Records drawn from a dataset
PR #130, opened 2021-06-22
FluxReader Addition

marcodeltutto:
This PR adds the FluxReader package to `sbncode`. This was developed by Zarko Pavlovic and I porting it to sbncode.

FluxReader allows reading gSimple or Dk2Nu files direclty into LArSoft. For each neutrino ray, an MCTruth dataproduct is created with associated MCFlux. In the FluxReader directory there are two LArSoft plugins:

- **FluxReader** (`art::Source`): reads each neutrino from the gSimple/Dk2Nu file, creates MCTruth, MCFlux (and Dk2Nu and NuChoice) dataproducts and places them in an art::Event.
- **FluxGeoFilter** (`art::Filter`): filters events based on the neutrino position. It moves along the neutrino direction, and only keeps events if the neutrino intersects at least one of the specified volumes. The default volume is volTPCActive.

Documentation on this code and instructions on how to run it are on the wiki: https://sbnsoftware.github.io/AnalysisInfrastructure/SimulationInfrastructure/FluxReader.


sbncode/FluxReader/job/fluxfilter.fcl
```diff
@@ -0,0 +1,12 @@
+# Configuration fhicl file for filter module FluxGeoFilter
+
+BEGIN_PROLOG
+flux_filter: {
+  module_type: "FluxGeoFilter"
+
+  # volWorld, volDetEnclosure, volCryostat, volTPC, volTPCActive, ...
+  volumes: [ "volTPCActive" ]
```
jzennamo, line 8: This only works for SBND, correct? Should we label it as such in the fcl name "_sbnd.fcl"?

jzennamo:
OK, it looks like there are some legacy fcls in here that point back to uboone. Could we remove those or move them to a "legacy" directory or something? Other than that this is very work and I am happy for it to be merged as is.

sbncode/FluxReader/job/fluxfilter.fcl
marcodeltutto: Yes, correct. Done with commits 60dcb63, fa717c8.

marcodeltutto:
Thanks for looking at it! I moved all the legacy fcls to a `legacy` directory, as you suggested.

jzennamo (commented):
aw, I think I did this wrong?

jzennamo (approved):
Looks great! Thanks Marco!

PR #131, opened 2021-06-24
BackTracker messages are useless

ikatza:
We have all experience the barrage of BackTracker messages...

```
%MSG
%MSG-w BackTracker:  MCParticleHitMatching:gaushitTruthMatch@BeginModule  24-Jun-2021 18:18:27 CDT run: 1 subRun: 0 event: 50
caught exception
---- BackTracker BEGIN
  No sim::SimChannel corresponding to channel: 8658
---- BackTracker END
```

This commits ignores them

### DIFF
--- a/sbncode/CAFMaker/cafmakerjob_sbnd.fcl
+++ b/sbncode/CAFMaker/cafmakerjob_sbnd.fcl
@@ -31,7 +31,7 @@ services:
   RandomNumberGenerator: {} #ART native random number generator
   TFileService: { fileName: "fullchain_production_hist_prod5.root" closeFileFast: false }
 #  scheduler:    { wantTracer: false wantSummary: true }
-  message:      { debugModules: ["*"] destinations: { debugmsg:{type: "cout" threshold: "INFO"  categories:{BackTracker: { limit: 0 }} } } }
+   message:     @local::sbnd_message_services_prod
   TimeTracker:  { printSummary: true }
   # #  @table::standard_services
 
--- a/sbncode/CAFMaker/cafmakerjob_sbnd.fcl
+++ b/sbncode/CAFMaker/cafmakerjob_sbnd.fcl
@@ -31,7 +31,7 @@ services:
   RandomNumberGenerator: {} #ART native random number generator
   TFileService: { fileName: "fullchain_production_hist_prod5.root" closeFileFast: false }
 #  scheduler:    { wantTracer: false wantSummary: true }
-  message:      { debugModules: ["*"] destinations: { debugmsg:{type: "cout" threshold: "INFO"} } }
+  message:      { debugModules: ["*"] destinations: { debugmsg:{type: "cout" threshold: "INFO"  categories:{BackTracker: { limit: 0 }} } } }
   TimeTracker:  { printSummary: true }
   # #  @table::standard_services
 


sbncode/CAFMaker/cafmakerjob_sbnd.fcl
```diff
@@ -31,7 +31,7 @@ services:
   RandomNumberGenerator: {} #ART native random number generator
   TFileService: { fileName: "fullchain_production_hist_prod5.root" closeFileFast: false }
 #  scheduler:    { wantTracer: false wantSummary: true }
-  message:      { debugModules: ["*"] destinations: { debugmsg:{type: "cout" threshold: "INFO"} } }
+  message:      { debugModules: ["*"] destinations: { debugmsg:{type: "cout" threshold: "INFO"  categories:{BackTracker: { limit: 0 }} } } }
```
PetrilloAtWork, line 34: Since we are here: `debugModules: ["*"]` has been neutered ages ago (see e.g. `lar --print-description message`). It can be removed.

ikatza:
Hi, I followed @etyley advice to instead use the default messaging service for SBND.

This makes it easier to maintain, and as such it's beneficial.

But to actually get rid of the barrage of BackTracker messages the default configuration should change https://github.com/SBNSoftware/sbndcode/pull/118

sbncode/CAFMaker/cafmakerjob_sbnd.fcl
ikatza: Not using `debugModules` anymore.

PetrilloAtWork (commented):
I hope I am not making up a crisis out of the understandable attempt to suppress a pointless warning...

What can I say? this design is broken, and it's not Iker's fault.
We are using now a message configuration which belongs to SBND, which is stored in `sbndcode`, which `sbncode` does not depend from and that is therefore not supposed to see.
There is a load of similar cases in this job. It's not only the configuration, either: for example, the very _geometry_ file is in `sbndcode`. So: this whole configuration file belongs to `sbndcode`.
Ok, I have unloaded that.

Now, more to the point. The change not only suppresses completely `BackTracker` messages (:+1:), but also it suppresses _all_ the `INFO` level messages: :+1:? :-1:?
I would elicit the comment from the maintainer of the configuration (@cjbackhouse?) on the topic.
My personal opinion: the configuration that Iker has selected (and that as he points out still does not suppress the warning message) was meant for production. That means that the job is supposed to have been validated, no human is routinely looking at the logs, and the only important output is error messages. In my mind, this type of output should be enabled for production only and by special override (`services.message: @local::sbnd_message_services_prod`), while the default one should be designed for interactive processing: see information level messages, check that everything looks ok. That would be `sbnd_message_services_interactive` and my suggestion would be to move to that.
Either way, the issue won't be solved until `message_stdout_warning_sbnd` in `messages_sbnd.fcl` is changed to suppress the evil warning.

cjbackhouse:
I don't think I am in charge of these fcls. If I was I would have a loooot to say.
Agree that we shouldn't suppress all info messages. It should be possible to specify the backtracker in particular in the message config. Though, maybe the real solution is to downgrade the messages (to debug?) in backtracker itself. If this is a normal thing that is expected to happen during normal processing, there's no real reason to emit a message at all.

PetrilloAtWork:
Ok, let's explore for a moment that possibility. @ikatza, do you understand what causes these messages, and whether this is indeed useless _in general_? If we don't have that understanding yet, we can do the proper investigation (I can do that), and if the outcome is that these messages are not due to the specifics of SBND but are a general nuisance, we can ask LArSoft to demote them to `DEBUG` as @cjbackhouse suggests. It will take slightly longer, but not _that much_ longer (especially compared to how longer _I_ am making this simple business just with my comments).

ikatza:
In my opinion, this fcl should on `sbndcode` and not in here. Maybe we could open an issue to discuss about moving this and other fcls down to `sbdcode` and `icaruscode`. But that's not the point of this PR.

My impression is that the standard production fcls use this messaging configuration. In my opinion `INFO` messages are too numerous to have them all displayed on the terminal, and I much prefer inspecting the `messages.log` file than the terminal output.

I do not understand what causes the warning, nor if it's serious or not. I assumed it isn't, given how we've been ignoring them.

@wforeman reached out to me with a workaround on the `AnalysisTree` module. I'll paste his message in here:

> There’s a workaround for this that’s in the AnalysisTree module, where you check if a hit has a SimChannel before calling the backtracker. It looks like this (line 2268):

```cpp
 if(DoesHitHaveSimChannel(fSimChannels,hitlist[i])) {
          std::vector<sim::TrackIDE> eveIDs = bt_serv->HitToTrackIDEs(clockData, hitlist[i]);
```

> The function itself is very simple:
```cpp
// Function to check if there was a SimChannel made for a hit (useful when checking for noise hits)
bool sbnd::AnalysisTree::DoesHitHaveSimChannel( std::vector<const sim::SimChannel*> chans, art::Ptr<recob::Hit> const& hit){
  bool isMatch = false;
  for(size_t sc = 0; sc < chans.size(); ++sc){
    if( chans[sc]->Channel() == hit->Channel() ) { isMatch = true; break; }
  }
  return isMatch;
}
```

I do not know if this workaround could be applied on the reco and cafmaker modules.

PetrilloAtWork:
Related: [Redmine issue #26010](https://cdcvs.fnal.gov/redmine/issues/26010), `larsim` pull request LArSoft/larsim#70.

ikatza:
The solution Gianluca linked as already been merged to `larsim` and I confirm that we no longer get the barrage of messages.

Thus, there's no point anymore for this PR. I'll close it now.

■ WHAT THE TASK ASKS
Up to and including the line that contains "volume is volTPCActive.", restate word for word every line of the entries, starting from the first.

■ ANSWER
PR #130, opened 2021-06-22
FluxReader Addition

marcodeltutto:
This PR adds the FluxReader package to `sbncode`. This was developed by Zarko Pavlovic and I porting it to sbncode.

FluxReader allows reading gSimple or Dk2Nu files direclty into LArSoft. For each neutrino ray, an MCTruth dataproduct is created with associated MCFlux. In the FluxReader directory there are two LArSoft plugins:

- **FluxReader** (`art::Source`): reads each neutrino from the gSimple/Dk2Nu file, creates MCTruth, MCFlux (and Dk2Nu and NuChoice) dataproducts and places them in an art::Event.
- **FluxGeoFilter** (`art::Filter`): filters events based on the neutrino position. It moves along the neutrino direction, and only keeps events if the neutrino intersects at least one of the specified volumes. The default volume is volTPCActive.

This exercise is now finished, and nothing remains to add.